PR #3004, opened 2025-02-20
Fix wrong paths for Unix installations (standalone)

deconf:
On standalone Unix installations, these paths:

/opt/venv/bin/weasyprint
/opt/venv/bin/unoconvert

═══

## GOAL OF THE EXERCISE
Copy the full listing word for word.

## RESPONSE AREA
PR #3004, opened 2025-02-20
Fix wrong paths for Unix installations (standalone)

deconf:
On standalone Unix installations, these paths:

/opt/venv/bin/weasyprint
/opt/venv/bin/unoconvert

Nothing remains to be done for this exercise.